Work task: Copy the result of filtering the entries below for lines that include the string "xargs".

(Records from a dataset)
■ ■ ■

PR #3208, opened 2024-02-28
Update magic constant IDs

haszi:
Update magic constant IDs to "standard" global ID format so these can automatically be linked to by Phd.

I've also added a separate commit with the bash script that I made these changes with so that these can be applied to all translations without burdening the maintainers with manually doing these changes.


haszi:
The update script is as follows:

```bash
#! /bin/bash

# replace <link> with <constant>
\grep -lrE --include='*.xml' '<link linkend="constant\.trait">__TRAIT__<\/link>' | xargs -d '\n' sed -i 's/<link linkend="constant\.trait">__TRAIT__<\/link>/<constant>__TRAIT__<\/constant>/g'

# rename IDs to standard global constant ID format
\grep -lrE --include='*.xml' '"constant\.line"' | xargs -d '\n' sed -i 's/"constant\.line"/"constant\.--line--"/g'
\grep -lrE --include='*.xml' '"constant\.file"' | xargs -d '\n' sed -i 's/"constant\.file"/"constant\.--file--"/g'
\grep -lrE --include='*.xml' '"constant\.dir"' | xargs -d '\n' sed -i 's/"constant\.dir"/"constant\.--dir--"/g'
\grep -lrE --include='*.xml' '"constant\.function"' | xargs -d '\n' sed -i 's/"constant\.function"/"constant\.--function--"/g'
\grep -lrE --include='*.xml' '"constant\.class"' | xargs -d '\n' sed -i 's/"constant\.class"/"constant\.--class--"/g'
\grep -lrE --include='*.xml' '"constant\.trait"' | xargs -d '\n' sed -i 's/"constant\.trait"/"constant\.--trait--"/g'
\grep -lrE --include='*.xml' '"constant\.method"' | xargs -d '\n' sed -i 's/"constant\.method"/"constant\.--method--"/g'
\grep -lrE --include='*.xml' '"constant\.namespace"' | xargs -d '\n' sed -i 's/"constant\.namespace"/"constant\.--namespace--"/g'

```

language/constants.xml
```diff
@@ -292,13 +292,13 @@ echo ANIMALS[1]; // outputs "cat"
          does not have a trailing slash unless it is the root directory.
         </entry>
        </row>
-       <row xml:id="constant.function">
+       <row xml:id="constant.--function--">
         <entry><constant>__FUNCTION__</constant></entry>
```
Girgias, line 296: I think I would prefer if PhD would convert ``__`` (a double underscore) at the beginning and end of constants to empty string so the ID don't need to be this weird (probably `trim('_')` would just work.

haszi: Then it would be easier to just close this PR. I'll open a new one just for dropping that one link to `__TRAIT__`, I'll remove the dashes from the FFI PR and submit a new PR to remove them from `__COMPILER_HALT_OFFSET__`'s ID too. And of course I'll add the `trim('_')` to Phd, as you suggested.

Girgias:
Closed as discussed for a different solution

■ ■ ■

Result for this exercise:
\grep -lrE --include='*.xml' '<link linkend="constant\.trait">__TRAIT__<\/link>' | xargs -d '\n' sed -i 's/<link linkend="constant\.trait">__TRAIT__<\/link>/<constant>__TRAIT__<\/constant>/g'
\grep -lrE --include='*.xml' '"constant\.line"' | xargs -d '\n' sed -i 's/"constant\.line"/"constant\.--line--"/g'
\grep -lrE --include='*.xml' '"constant\.file"' | xargs -d '\n' sed -i 's/"constant\.file"/"constant\.--file--"/g'
\grep -lrE --include='*.xml' '"constant\.dir"' | xargs -d '\n' sed -i 's/"constant\.dir"/"constant\.--dir--"/g'
\grep -lrE --include='*.xml' '"constant\.function"' | xargs -d '\n' sed -i 's/"constant\.function"/"constant\.--function--"/g'
\grep -lrE --include='*.xml' '"constant\.class"' | xargs -d '\n' sed -i 's/"constant\.class"/"constant\.--class--"/g'
\grep -lrE --include='*.xml' '"constant\.trait"' | xargs -d '\n' sed -i 's/"constant\.trait"/"constant\.--trait--"/g'
\grep -lrE --include='*.xml' '"constant\.method"' | xargs -d '\n' sed -i 's/"constant\.method"/"constant\.--method--"/g'
\grep -lrE --include='*.xml' '"constant\.namespace"' | xargs -d '\n' sed -i 's/"constant\.namespace"/"constant\.--namespace--"/g'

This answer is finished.